#### Records

Issue #2716, opened 2026-01-06
Performance degradation from 2.14.1 to 2.15.2


pgorod:
### ⚠️ This issue respects the following points: ⚠️

- [x] This is a **bug**. Not a [question or feature request](https://github.com/gsantner/markor/issues/new/choose).
- [x] The topic is **not** already reported at [Issues](https://github.com/gsantner/markor/issues?q=#js-issues-search). _(I've searched it)_.
- [x] Markor **is** up to date. See [Releases](https://github.com/gsantner/markor/tags) for the latest version. Updates are available from [F-Droid](https://f-droid.org/en/packages/net.gsantner.markor/) and GitHub.
- [x] The bug is still present in the latest development version (git master). (Please [download](https://nightly.link/gsantner/markor/workflows/build-android-project/master) and try the test version of Markor, named **Marder**. Don't worry; Markor and Marder appear as completely separate applications. You can install both side-by-side, and Markor settings are not touched. In case the issue is resolved there, you don't need to create a bug report. The change will be part of the next Markor update.)

### Description

Using a big markdown file, I notice a significant performance degradation when I upgraded Markor from 2.14.1 (normal release) to 2.15.2 (using Marder, latest debug version).

I use a big file everyday, but I can't post it here, so I created a new sample one from a free eBook, which I tried to give the same characteristics as my file (size, number of lines, of headings, kind of markdown used). 

My file shows an even greater performance penalty, but I don't know exactly why and the sample seems enough to reproduce the problem:

[Chesterton.md](https://github.com/user-attachments/files/24453649/Chesterton.md)

### What sort of delay am I seeing?

I am using a OnePlus Nord CE 5G with 8GB of RAM which generally feels fast and snappy.

Syntax highlighting is turned on in all tests.
Turning it off doesn't seem to make a very noticeable difference.

- opening the file takes around 1.5s before upgrade, 3s or 4s after
- opening/closing the keyboard goes from almost immediate to noticeable (1 or 1.5s)
- navigating to a chapter by tapping on the top bar and selecting: no apparent performance hit

### Steps to reproduce

1. Open the file
2. Open keyboard or close it
3. Contrast delays in both versions

### Information

Android version: 11
Device:  OnePlus Nord CE 5G / 8G RAM / SnapDragon 750G
App Version: 2.14.1 / 2.15.2

### Source

Github apk

### Format / File type

Markdown

harshad1:
Three things:

1. Marder is a debug build and will be slower
[...]

Issue #2652, opened 2025-09-24
v2.15: App crashes and very slow while you edit a file


CREBOSO101:
### ⚠️ This issue respects the following points: ⚠️

- [x] This is a **bug**. Not a [question or feature request](https://github.com/gsantner/markor/issues/new/choose).
- [x] The topic is **not** already reported at [Issues](https://github.com/gsantner/markor/issues?q=#js-issues-search). _(I've searched it)_.
- [x] Markor **is** up to date. See [Releases](https://github.com/gsantner/markor/tags) for the latest version. Updates are available from [F-Droid](https://f-droid.org/en/packages/net.gsantner.markor/) and GitHub.
- [x] The bug is still present in the latest development version (git master). (Please [download](https://nightly.link/gsantner/markor/workflows/build-android-project/master) and try the test version of Markor, named **Marder**. Don't worry; Markor and Marder appear as completely separate applications. You can install both side-by-side, and Markor settings are not touched. In case the issue is resolved there, you don't need to create a bug report. The change will be part of the next Markor update.)

### Description

When entering the .txt file that I usually edit the crashing is evident, when clicking on the screen it takes for the keyboard to open and also while typing locks occur frequently, not crashes of the type of closing the APP but it is as if the "fps" fall to zero if you understand me. My file have 172kb size.

This only occurs in versions after 2.14.1, such as 2.15.0 and 2.15.1, either from Github or F-Droid (I only test these so I don't know if it changes anything in the Play Store version).

It is a very serious problem that makes using the app impossible for me, I am having to use version 2.14.1 to edit my file.

It is basically the same thing that occurred in Issue #2478 

### Steps to reproduce

1. I think just opening and editing any file with many (MANY) characters. In my case I have a personal journal in which I write down everything I do or think during the day, then the file is a very extensive encrypted .txt.jenc

### Information

Android version: Android 13
Device: Xiaomi Poco X6 MIUI 14
App Version: 1.15.0 and 1.15.1, Github or F-Droid. Any version prior to this is without this problem.

### Source

GitHub Releases

### Format / File type

Not specific

### Additional info / Log

```shell
- My file only has pure text. And there are many, many characters
```

licaon-kter:
Confirmed slow downs here, F-Droid, Android 14

sivaraam:
Confirmed slowdown here too. Markor v2.15.1 on Android 12. File size: 101KB

guni77:
[...]

PR #2521, opened 2025-02-06
Quick filter all files, Share files into markor

harshad1:
This PR adds 2 new features:
1.  a quick filter - search for all files in the notebook by tapping on the title.
2. Share files into markor to attach them to documents. From download folder for example. Files will be copied into notebook like the usual file attachment system

Also included are a ton of fixes and improvements:

- File browser sorting and loading (especially special folders)
- Improved delete dialog
- Speed improvements (2-3x) for the search (on my device at least)
- undo / redo will track file load

PR #2769, opened 2026-03-14
fix: stabilize editor layout sizing to prevent large-file open slowdown

### LINKED ISSUE #2739: Creating new line in large files (>100 KB, 5000 lines) becomes increasingly slow.

- [x] The topic is **not** already reported at [Issues](https://github.com/gsantner/markor/issues?q=#js-issues-search). _(I've searched it)_.

### Description

When dealing with large text files, with more than 100 KB and 5000 lines, a noticeable delay occurs when creating new lines. Other characters do not have delay, 

### Steps to reproduce

1. Create an artifically large .md file with many lines by copying something over and over again. The bigger, the more noticeable the delay will be.
2. Open this .md file with markor
3. Try to add a new line and notice a delay.

### Information

Android version: 16
Device: Samsung Galaxy
App Version: 2.15.2

### Source

F-Droid

### Format / File type

Markdown

### Additional info / Log

```shell
-
```

lrq3000:
## Summary
- Fixed a major speed performance regression on startup of opening large files and opening the keyboard in such large files, which was introduced by layout changes in PR #2521 (isolated via bisect to commit [64ff85b6](https://github.com/gsantner/markor/commit/64ff85b6) -- commit description "Better layout") merged in between v2.14.1 and v2.15.0.
- Root cause was layout-pass churn during editor initialization (unstable height sizing and repeated relayout pressure on large text/highlighting startup path).
- Restored stable one-shot min-height initialization and adjusted editor layout params to avoid reintroducing expensive startup relayouts.

## Details
- `DocumentEditAndViewFragment` now uses one-shot min-height synchronization during startup instead of persistent per-layout updates.
- Added concise guardrail comments in the hot path to explicitly prevent future reintroduction of layout-listener-based min-height updates.
- `document__fragment__edit.xml` editor sizing was adjusted to align with the stable pre-regression layout behavior.

## Related issues
Fixes #2739, #2716, #2652.

##  Test Build
The test build (Marder) is available here: https://github.com/lrq3000/markor/actions/runs/23170909092

## Authorship
This was made with an AI agentic co-development using git-bisect and OpenCode with ChatGPT Codex-5.3

## Additional comments
Please let me know if the fix is alright for you guys, I don't know the downstream consequences of these changes since I don't know the codebase.

I would suggest to add an automated performance test in the ci to ensure there is no more speed regression in the future. I can try to implement one as I was the one implementing these speed regression tests in the `tqdm` python module, so I have some experience on how to do that reliably (using AST decomposition instead of a timer, because otherwise the tests will randomly fail depending on the CI cloud server usage and that's very bothersome). But I am not sure this is possible in Android, but I can try. Just let me know if you would be interested in adding this to the project if my endeavor is successful.

Note that in any case, I would work on the automated performance unit test as a separate PR, because I know from experience that this is a very complex kind of unit test, very time consuming to make robustly, and so it's better in a separate PR (and I may not have the time to ever tackle it so the current fix should not depend on the performance unit test).

## Todo
* [x] Maintainer's review.
* [x] optionally, if #2770 is not going to be merged, show a toaster message when opening large files to notify the user that loading is underway and may take a few seconds, so the user knows the app is still working ([suggestion](https://github.com/gsantner/markor/issues/2716#issuecomment-4069012244) by @pgorod). -- UPDATE: Made as a follow-up PR in #2778 .


lrq3000:
I pushed a small update to get even closer to feature parity with the original intent in the 64ff85b6 commit that introduced the speed regression. Unfortunately, this commit's description is quite indescript ("Better layout"), so I used AI to try to infer the original intents and what features may be lost with the speed regression fix, here is the chatlog:

```
What `64ff85b6` likely intended
- Improve **editor layout consistency** in wrapped/unwrapped modes (especially when moving editor in/out of `HorizontalScrollView` in `setWrapState`).
- Make the editor occupy space more predictably using weighted params (`0dp + weight`) in `document__fragment__edit.xml`.
- Simplify bottom margin handling for the active edit container (`showHideActionBar` path).
- Remove visual jank from startup layout behavior (though the implementation chosen caused performance issues).

Does your current fix contradict that intent?
- **Mostly no.** Your fix removes the harmful part (persistent/per-layout min-height churn) but keeps the core UX behavior:
  - Wrap/unwrapped mode switching is still there in `app/src/main/java/net/gsantner/markor/activity/DocumentEditAndViewFragment.java`.
  - Action-bar bottom spacing behavior remains.
  - Viewport fill for short docs is still handled via one-shot min-height sync.

----

what are the features we lose with this fix compared to the original intent in the commit 64ff85b6?

----

Very little is lost, and mostly in edge-cases.

Compared to original `64ff85b6` intent, what you potentially lose now:

- No continuous live min-height re-sync on every later container resize event.
  - Possible minor impact on rare cases like split-screen resize / keyboard timing / rotation after initial open.
- Initial wrapped layout no longer uses the earlier weighted `0dp` width experiment.
  - We kept the known-fast `match_parent` start config.

What you **keep** from the original intent:

- Wrap/unwrapped mode switching behavior.
- Editor reparenting into/out of horizontal scroll for no-wrap mode.
- Selection restore + smooth transition behavior.
- Action-bar bottom margin handling.
- Overall “better layout” UX, without the performance regression.

So the tradeoff is essentially:  
**we gave up continuous auto-resync behavior (which was costly) to keep startup/open performance stable.**

----

What does this imply in practice? What are scenarios, use cases, where we will see a difference, and what difference?

----

Great question. In practice, here’s where you may notice differences now:

- **Normal use (open/edit large files, toggle wrap, type, save):** no negative difference; this is where you gained the big speed win.
- **Keyboard show/hide after initial open:** mostly same; in rare devices you might see a bit more/less blank space below text until next explicit UI update.
- **Rotation / split-screen resize while the editor is already open:** this is the main edge case; height may not re-sync as “continuously” as before, so viewport fill can be slightly stale momentarily.
- **Very short documents:** occasionally you may see the editor area not perfectly “stretched” after dynamic container changes until another trigger (e.g. wrap toggle, action bar visibility change) runs.
- **Wrap toggle behavior itself:** still good, because we kept explicit one-shot resync on wrap transitions.

So the practical tradeoff is:
- **Before:** continuous auto-resync everywhere (but expensive, causing severe slowdown on big files).
- **Now:** explicit one-shot resync at key moments (fast and stable), with only rare post-resize visual edge cases.
```

I tested several of those edge cases, especially rotation after a large note is already opened in the editor, and I saw no noticeably slowdown compared to v2.14.1 nor UI discrepancies compared to v2.16.0, so in practice the "main edge case" is handled in my field tests.

lrq3000:
@gsantner Awesome, thank you so much for fast-tracking the merge of this PR!

Yes #2770 is riskier so I will do extensive testing myself before tagging it as ready, and even then I understand there will have to be a decision whether or not to merge it in. So far the progress is good and I think we may get a stable release with features parity for the large text editor soon-ish :-)

Also if you are open to getting donations, please let me know how you would like to proceed, you can also contact me at my e-mail LRQ3000 at gmail dot com :-) (PS: don't worry, my e-mail is already displayed on every commits messages so I don't care much at this point).

app/src/main/java/net/gsantner/markor/activity/DocumentEditAndViewFragment.java
```diff
@@ -232,14 +232,9 @@ public void onViewCreated(@NonNull View view, Bundle savedInstanceState) {
...
-            final int height = _verticalScrollView.getHeight();
-            if (height > 0 && height != _hlEditor.getMinHeight()) {
-                _hlEditor.setMinHeight(height);
-            }
-        });
-        _verticalScrollView.addOnLayoutChangeListener((v, left, top, right, bottom, oldLeft, oldTop, oldRight, oldBottom) -> ensureMinHeight.run());
-        _verticalScrollView.post(ensureMinHeight);
+        // Keep this as a one-shot min-height sync. Do not use a persistent layout listener here,
+        // otherwise large documents trigger repeated relayout work during startup.
+        syncEditorMinHeightOnce(_verticalScrollView);
```
harshad1, line 237: what happens if the window is resized (i.e. in multi window mode)?

lrq3000: I did not test but it should work just like Markor v2.14.1 and earlier so it should be fine. I will give it a try.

########

# What this task involves
Look through the entries, and return every line that the word "ensureMinHeight" appears in.

# Task solution
-        _verticalScrollView.addOnLayoutChangeListener((v, left, top, right, bottom, oldLeft, oldTop, oldRight, oldBottom) -> ensureMinHeight.run());
-        _verticalScrollView.post(ensureMinHeight);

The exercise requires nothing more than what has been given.